On a scale of one to rats...

“Like enough rats dat it would seem exactly like dat prophecy you guys have an stuff?”

“What an oddly specific question, peculiar yet charming stranger! Why yes, I feel there is nothing remotely suspicious about me telling you, it would seem just like the first stage of our terrifying end-of-days prophecy. Any other questions?”

“Uh...ya Shush got one. Can you turn your back for a sec?”

Stealth in this game is silly.

“Sure I can turn my back. Why am I doing this? Is there something neat to look at on this wall? I don’t see anything...”

Shush decided to now use his expert sneaky skills. Shush started crouchin an he waddled back behind de counter of de inn. Shush were just about to reach de case wit de cheese de lady mentioned when Shush moved too fast. De floor boards creaked an Shush’s clanky clothes made a whole lotta noise. De lady turned around.

“Hello there!” she said.

Shush stood still for a sec, thinkin about wot to do. Den Shush slowly crouch-walked backwards, out from behind de counter an to de far side of de room. Shush waited for a minute. Den de lady turned back around to start examinin de wall again.

Stealth in this game is REALLY silly.

Dis time Shush was real careful about his sneakin an made it to de cheese case. Shush opened de lock by jammin a buncha picks in it until it opened. Den he took de cheese an put it in his bag. Shush stood up, and walked out from behind de counter an towards de door.

“Well okey lady thanks Shush has gots ta go now bye!”

“Oh, alright then. Goodbye, friendly stranger! I’m just going to spend a few days looking at this wall to make sure I uncover whatever secrets you may have been referring to!”

When Shush got outside, he took de cheese from his bag and threw it in de pot of soup in de center of town. It smelled really super not gud. Shush stood back from de smell an stated to hear squeakin. After a minute, lotsa big rats started runnin into town an up towards de soup pot. People came outside to see wot was happenin an startin lookin scared an worried. De robed cat guy came out an gasped.

“Can it be, the first sign?! Oh no!”

He ran up an threw rat poison in de soup an all around it in big piles. De rats started dyin when dey had soup wit de poison in it, an dats when Shush’s brain had a super duper smarty pants idea. Shush walked up to de cat guy after he was done throwin poison everywhere.

“Hey cat guy.”

“What? Oh, hello friendly stranger. I apologize if I seem distraught, I just saw a troubling omen.”

“Shush gots a question. Dat rat poison, it kills things dat eat it, ya?”

“That would be the point of rat poison, yes.”

“Would it work on tings dat aren’t rats? Like other animals?”

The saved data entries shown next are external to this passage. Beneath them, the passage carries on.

Issue #241, opened 2022-07-09
Features to use only private IP


jodhi:
Hello, I just saw the news on [hetzner page regarding flexible networking](https://www.hetzner.com/news/06-22-flexibles-networking/)

And since the kube-hetzner already using private ip by default, i think that should be straightforward to implement worker nodes only with private ip (still not sure).
What do you guys think about worker nodes without public ip?

ps: I can try to create PR if that make sense

phaer:
Good idea, PR more then welcome I think!

jodhi:
cool, i will try this one

ricristian:
And idea would be to extend this from worker nodes also to control plane ones due to the fact that there might be other possibilities to connect to control planes maybe via a VPN and so on . In this way we can basically close completely any chance from receiving requests from outside ...

jodhi:
> An idea would be to extend this from worker nodes also to control plane ones due to the fact that there might be other possibilities to connect to control planes maybe via a VPN and so on . In this way we can basically close completely any chance from receiving requests from outside ...

Yeah, make sense as well, this one will require bastion/jumphost to access the control plane right.
Now you mention it, we need to access the worker node to bootstrap them as well 😓. Looks like we need internal bastion/jumphost to bootstrap the node  🤔

ricristian:
Or at initial bootstrap of the cluster we use public IPv4 and after we finish the job drop those public IP's ?

jodhi:
@ricristian that is smart idea. really

ricristian:
I'm not 100% sure how terraform works but I don't think that we can run in a sequence manner tf modules so a 2nd step can be implemented. I don't see that much hassle for that instead of trying to use jump hosts and so on ...

jodhi:
yeah right, looks like terraform cannot create machine with ip, provision, then destroy it with one go.

what i have in mind 
1. 2-step
```
we put  the machine as usual with public ip in tfvars
terraform apply
then we change the tfvars to remove public ip
terraform apply
```

2. 1-step
```
create control plane nodes with public ip, then create worker nodes without public ip, then get inside the worker nodes through control planes nodes
```

3. 1-step
Use  jumphost, then the terraform module can access all nodes internally. [some docs](https://dev.to/jaysonsantos/connecting-to-services-that-require-jumphost-from-terraform-1aog)

cmiiw. feel free to add

ricristian:
[...]

PR #261, opened 2022-08-02
Setup bastion host

PurpleBooth:
Currently this does not work as we have no way to get rescue system in place so we can install MicroOS


mysticaltech:
Beautiful code right there; I am sure @phaer will be inspired by it. There must be a way to make this work, like setup with the public interface, then just take it down, all via userdata, or remote-exec (unless am not seeing things clearly).

bastion.tf
```diff
@@ -0,0 +1,38 @@
+module "bastion" {
```
mysticaltech, line 1: @PurpleBooth What is the role of this module?

modules/host/main.tf
```diff
@@ -30,6 +30,16 @@ resource "hcloud_server" "server" {
   placement_group_id = var.placement_group_id
   user_data          = data.cloudinit_config.config.rendered
 
+  network {
+    ip         = var.private_ipv4
+    network_id = var.ipv4_subnet.network_id
+  }
+
+  public_net {
```
mysticaltech, line 38: Won't work that way, but not an issue. We can deploy a node and kill its public interface and access it through the private network.

mysticaltech: But the node needs to be deployed as explained at other places via bootstrapping through ignition/combusion. Very smart mechanism there, we created partition, and it auto-detected the scripts to execute before-boot, to enable or kill instances for that matter :)

mysticaltech:
The beauty is that this project has solved a lot of similar scenarios, and has shared a few [links](https://github.com/kube-hetzner/terraform-hcloud-kube-hetzner/tree/8634a1dc2fd5b05872cf2b35a5aae219ac691282) already to a past state in git, which should hopefully inspire you. The whole thing is there, the image, how to create the partitions, load the script, the reboot logic. With this, you just change a few lines to disable the interface and get your fully isolated agent nodes!

mysticaltech:
Something important though, why? Do that? Why do we need to setup a bastion host. It's probably completely doable, but what benefit will we gain from it as a project, is I understand the need for agent nodes to be private and isolated, is the reason why? And in that case, why not just kill the public interface after everything is done with a remote exec? An attack during the terraform install is highly unlikely.

modules/host/main.tf
mysticaltech: Interesting article started in the private ip only agent nodes task https://www.hetzner.com/news/06-22-flexibles-networking/. 
ksnip_20220802-164508

mysticaltech:
@PurpleBooth As shared here, if possible, we can do private agents more simply, with bare Kubernetes, without having an additional bastion host. See my comment here https://github.com/kube-hetzner/terraform-hcloud-kube-hetzner/issues/241#issuecomment-1203991195. 

The simpler, the better! But definitely, I would love to hear your arguments if you don't agree.

modules/host/versions.tf
```diff
@@ -2,7 +2,7 @@ terraform {
   required_providers {
     hcloud = {
       source  = "hetznercloud/hcloud"
-      version = ">= 1.33.2"
+      version = ">= 1.34.2"
```
4ND3R50N, line 5: Hey 👍 There are some bugs in this version related to private network only server!

I highly recommend updating the version to the latest one.

Please have a look here:
https://github.com/hetznercloud/terraform-provider-hcloud/releases/tag/v1.35.1

mysticaltech: Thanks, @4ND3R50N; please don't hesitate to PR so we'll bump that version globally. Otherwise, I'll do it ASAP.

mysticaltech:
@PurpleBooth While merging the latest changes, I noticed that you were probably assuming that `rebootmgr` takes care of all reboots including dealing with `kured`. This is not the case, in order to disable `kured`, you have to add a `REBOOT_METHOD=none` to the transactional_update.conf file, located somewhere in /etc.

More on this here https://en.opensuse.org/Kubic:Update_and_Reboot#Reboot_Strategy_Options and https://github.com/openSUSE/transactional-update/blob/master/etc/transactional-update.conf.

mysticaltech:
Now I understand better what this is, thanks to your topology description. It also made me realize that node upgrades, k3s upgrades, and container fetching would disappear, which is not really ideal. Or am I mistaken?

mysticaltech:
Ah, they do have a gateway that the private subnet can route traffic to in all likelihood. So the nodes would not be cut out from OUT traffic (but needs to be tested, of course).

mysticaltech:
@PurpleBooth Interesting article https://docs.hetzner.com/cloud/servers/getting-started/connecting-via-private-ip/

mysticaltech:
I believe the next step here is to use snapshots made with "normal" nodes. So yes, the bastion setup will take longer, but that's a small initial price to pay for the added sec.

mysticaltech:
Just stumbled on this, seems interesting, but probably not needed (at least for now) https://github.com/inlets/inlets-pro

mysticaltech:
@PurpleBooth I will close this PR for now, because it has stalled and the base is significantly outdated. But the branch will remain, so it can be picked up again later without issue.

“Why yes, of course. It would work on animals such as wolves, pigs, cows...”

“Sheep?”

It’s not called sheep poison, so more research is required.

“That is another completely innocuous example, yes. Now if you’ll excuse me, I’m a bit busy at the moment and don’t have time to answer your innocent inquiries.”

Shush rubbed his hands together. Time to do Shush’s really cool an smart plan. Shush walked up to one of de big piles of rat poison around de soup pan, an he picked up as much of de powder as he could wit both hands. Den Shush walked a few steps over to de sheep pen. Den Shush dropped all of de poison in de sheep food. Shush stood back an waited while de sheepies came to eat. Dey started fallin over an dyin when dey did. A couple of dem were takin a real long time to eat, an Shush got bored. So Shush walked over an just smashed em wit his hammer.

When one of de cat people saw de dead sheep, dey screamed. Dey ran into de center of de town an shouted: “The second sign! The livestock are dead, the second sign is upon us!”

People started runnin out of dere houses, yelling questions.

“What? How? What happened?!”

“They all mysteriously dropped dead next to their food trough, just as the prophecy foretold! Well a couple of them died due to spontaneous head explosions, but no less mysteriously!”

Shush sneakily wiped his bloody hammer in de grass when no one was lookin.

You know I forgive it for it, because this is a pretty unique and fun quest, but the people here may just be a TEENSY bit gullible, even for video game standards.

“The livestock are dead! Dead! The second sign is here, we’re doomed! Look to the skies! Look to the skies!”

All of a sudden, Shush heard a voice in his head, same as before: “You’ve done well mortal. I’m amused, I think. Let me handle this last part. And make sure to duck.”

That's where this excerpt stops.